TabularLearner Rossmann dataset, strang lr_find results

TimK · March 5, 2021, 6:57pm

Hi,
I’m very new to using FastAi for tabular data.
I’m trying to get a baseline before doing any feature engineering and I’m getting very strange curves when I call lr_find.
With no preprocessing, I’m getting this curve:

Also, when I train for a few epochs, the train and validation losses are very, very high and the exp_rsmpe metric is displayed as ‘nan’:
epoch train_loss valid_loss _exp_rmspe time
0 10518176.000000 10338683.000000 nan 00:09
1 10055361.000000 9702557.000000 nan 00:09
2 9326493.000000 9653540.000000 nan 00:09
3 9790043.000000 9585298.000000 nan 00:09

Could someone point me in the right direction?
I’m wondering if these kinds of results indicate anything in particular. Are there any rules of thumb for analyzing and correcting whatever it is I’m doing wrong?

Thanks,
Tim

meanpenguin · March 5, 2021, 11:59pm

Not saying I can help
But without the code, not sure if anyone can help

Maybe check the output of
dls.show_batch()
to confirm that your input data processing is what you expect.

TimK · March 6, 2021, 3:49am

Thanks for the response.
I was mostly wondering if what I am seeing is symptomatic of something obvious. There’s a lot of feature engineering going on in the fastai examples with the Rossmann dataset, so I’m trying to figure out what kind of problem with the data could cause these results.

Here’s the code:

    dep_var = 'Sales'
    procs = [Categorify, FillMissing, Normalize]
    df = pd.read_csv(r'/home/tim/.kaggle/rossmann/train.csv', index_col='Store')
    conts_raw =  ['Customers']
    cats_raw =  ['DayOfWeek', 'Open', 'Promo', 'StateHoliday', 'SchoolHoliday']
    # PyTorch doesn't like y to be int RuntimeError: exp_vml_cpu not implemented for 'Int'
    # without this dls.train.y is integers``
    if df[dep_var].dtype == int:
        df[dep_var] = df[dep_var].apply(lambda x: float(x))

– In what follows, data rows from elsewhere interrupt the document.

PR #3675, opened 2025-08-21
konflux: add Tekton pipelines for fcos-buildroot builds

Roshan-R:
Add new Tekton pipelines to build the fcos-buildroot image on push and pull requests to the testing-devel.
These pipelines only run when files in ci/buildroot change. Other pipelines are set to ignore changes in this path.

### DIFF
--- a/.tekton/branched/on-pull-request/fedora-coreos-branched-on-pull-request.yaml
+++ b/.tekton/branched/on-pull-request/fedora-coreos-branched-on-pull-request.yaml
@@ -14,7 +14,7 @@ metadata:
     build.appstudio.redhat.com/pull_request_number: '{{pull_request_number}}'
     build.appstudio.redhat.com/target_branch: '{{target_branch}}'
     pipelinesascode.tekton.dev/max-keep-runs: "3"
-    pipelinesascode.tekton.dev/on-cel-expression: event == "pull_request" && target_branch == "branched"
+    pipelinesascode.tekton.dev/on-cel-expression: event == "pull_request" && target_branch == "branched" && !("ci/buildroot/**".pathChanged())
   creationTimestamp: null
 spec:
   params:
--- a/.tekton/branched/on-pull-request/fedora-coreos-branched-on-pull-request.yaml
+++ b/.tekton/branched/on-pull-request/fedora-coreos-branched-on-pull-request.yaml
@@ -14,7 +14,7 @@ metadata:
     build.appstudio.redhat.com/pull_request_number: '{{pull_request_number}}'
     build.appstudio.redhat.com/target_branch: '{{target_branch}}'
     pipelinesascode.tekton.dev/max-keep-runs: "3"
-    pipelinesascode.tekton.dev/on-cel-expression: event == "pull_request" && target_branch == "branched" && !("ci/buildroot/**".pathChanged())
+    pipelinesascode.tekton.dev/on-cel-expression: event == "pull_request" && target_branch == "branched" && !(files.all.all(f, f.matches("ci/buildroot/")))
   creationTimestamp: null
 spec:
   params:
--- a/.tekton/fcos-buildroot/fcos-buildroot-pull-request.yaml
+++ b/.tekton/fcos-buildroot/fcos-buildroot-pull-request.yaml
@@ -1,19 +1,21 @@
 apiVersion: tekton.dev/v1
 kind: PipelineRun
 metadata:
-  name: fedora-coreos-testing-on-push
+  name: fcos-buildroot-on-pull-request
   namespace: coreos-tenant
   labels:
-    appstudio.openshift.io/application: fedora-coreos-testing
-    appstudio.openshift.io/component: fedora-coreos-testing
+    appstudio.openshift.io/application: fcos-buildroot
+    appstudio.openshift.io/component: fcos-buildroot
     pipelines.appstudio.openshift.io/type: build
   annotations:
     build.appstudio.openshift.io/repo: https://github.com/coreos/fedora-coreos-config?rev={{revision}}
-    build.appstudio.redhat.com/cancel-in-progress: "false"
+    pipelinesascode.tekton.dev/cancel-in-progress: "true"
     build.appstudio.redhat.com/commit_sha: '{{revision}}'
+    build.appstudio.redhat.com/pull_request_number: '{{pull_request_number}}'
     build.appstudio.redhat.com/target_branch: '{{target_branch}}'
     pipelinesascode.tekton.dev/max-keep-runs: "3"
-    pipelinesascode.tekton.dev/on-cel-expression: event == "push" && target_branch == "testing" && !("ci/buildroot/**".pathChanged())
+    pipelinesascode.tekton.dev/on-cel-expression: event == "pull_request" && target_branch
+      == "testing-devel" && (".tekton/fcos-buildroot-pull-request.yaml".pathChanged() || "ci/buildroot/**".pathChanged())
   creationTimestamp: null
 spec:
   params:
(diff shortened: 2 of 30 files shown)


.tekton/fcos-buildroot-push.yaml
```diff
@@ -0,0 +1,42 @@
...
+  name: fcos-buildroot-on-push
+  namespace: coreos-tenant
+  labels:
+    appstudio.openshift.io/application: fcos-buildroot
+    appstudio.openshift.io/component: fcos-buildroot
+    pipelines.appstudio.openshift.io/type: build
+  annotations:
+    build.appstudio.openshift.io/repo: https://github.com/Roshan-R/fedora-coreos-config?rev={{revision}}
+    pipelinesascode.tekton.dev/cancel-in-progress: "false"
+    pipelinesascode.tekton.dev/on-path-changed: "ci/buildroot"
```
joelcapitao: this line will be ignored because `on-cel-expression` is used
See below:
> If you have a [CEL expression](https://pipelinesascode.com/docs/guide/matchingevents/#matching-pipelinerun-by-path-change) the on-path-change annotation will be ignored.

from https://pipelinesascode.com/docs/guide/matchingevents/

.tekton/base/base/fedora-coreos.yaml
```diff
@@ -12,6 +12,7 @@ metadata:
     build.appstudio.redhat.com/commit_sha: '{{revision}}'
     build.appstudio.redhat.com/target_branch: '{{target_branch}}'
     pipelinesascode.tekton.dev/max-keep-runs: "3"
+    pipelinesascode.tekton.dev/on-path-changed-ignore: ci/buildroot
```
joelcapitao: this line will be ignored because `on-cel-expression` is defined afterward with kustomize
See below:
> If you have a [CEL expression](https://pipelinesascode.com/docs/guide/matchingevents/#matching-pipelinerun-by-path-change) the on-path-change annotation will be ignored.

from https://pipelinesascode.com/docs/guide/matchingevents/

You need to ignore it in the `on-cel-expression` e.g https://github.com/coreos/fedora-coreos-config/blob/03bcf76410c0f0af8143dd841e6dcdb7f2be31f3/.tekton/testing-devel/on-pull-request/kustomization.yaml#L27-L29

    dls = TabularDataLoaders.from_df(df, cat_names=cats_raw, cont_names=conts_raw, y_names='Sales', procs=procs)


    metrics = exp_rmspe
    layers = [1000, 500]
    learn = tabular_learner(dls, layers=layers, y_range=(0, 32547), metrics=metrics)
    learn.fit_one_cycle(4, 1e-4)

boJa · March 6, 2021, 1:41pm

you can toy around with the batch size. Example.
Looks like in the original example the dep_var is converted to logarithmic scale. You may wanna try doing that!
Also I feel number of hidden layer activations (layers) you chose are a bit high and the learning rate a bit low.

TimK · March 6, 2021, 2:03pm

Thanks.
I’ll look at that example.
I noticed that TabularPandas is converting the continuous variables to integers.
I’m going to create a new topic for that. I suspect that is what’s causing the training weirdness.